When I pose a question to the UI about drugs that may treat idiopathic bronchiectasis, the first eight results appear relatively quickly, but the "loading new results" button then spins for another six minutes before new results are available. Likewise, when I ask about drugs that may treat primary ciliary dyskinesia, the first 67 results appear pretty much immediately, but the "loading new results" button spins for another twelve minutes before new results are available.

However, the initial issue I recall is posing a question to the UI and not seeing any results at all for at least five minutes before I gave up.

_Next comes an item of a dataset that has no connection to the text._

PR #265, opened 2016-10-24
Fixes #17077 - Fix compute-resource info

ranjan:


lib/hammer_cli_foreman/compute_resource.rb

I thought the issue arose with a query related to idiopathic bronchiectasis or primary ciliary dyskinesia, but while my tests above suggest delays in returning new answers, they do not entirely replicate the initial issue as I recall it.

Somewhat related, I don't think there's an elegant way to stop a query that's been initiated in the UI? @Genomewide : is this something the UI team is thinking about?

karafecho commented 1 year ago

Also, the answers that are returned for primary ciliary dyskinesia are for ciliary motility disorders, even though I selected "primary ciliary dyskinesia" from the drop-down menu as the disease of interest.

(I realize I'm conflating issues here ... sorry! .. I just want to quickly capture them as I am short on time right now!)

sierra-moxon commented 1 year ago

summary of status:

sierra-moxon commented 1 year ago

the status of performance issues is as follows:

And I think that is where we stand for September. @Genomewide @karafecho - taking these updates into account, should we close this issue? Else, do you have suggestions for how to proceed? :) thx!

karafecho commented 1 year ago

I just retested idopathic bronchiectasis (IB) and primary ciliary dyskinesia (PCD). I am still finding parsing issues / mismatches for PCD (e.g., pomalidomide, cyclophosphamide and dexamethasone (PCD); paraneoplastic cerebellar degeneration (PCD)), and I'm finding a bunch of generic results for IB (e.g., antibiotics, steroids), but I think we can say that the performance issues have been addressed. For instance, the "Calculating" notice appears now, and initial results are returned in <2 minutes.

The phenotypeA <-- geneA <-- Gene --> geneB --> phenotypeB query is not directly relevant to the September release, and ARAX and BTE return results for the query, so I'm closing this issue.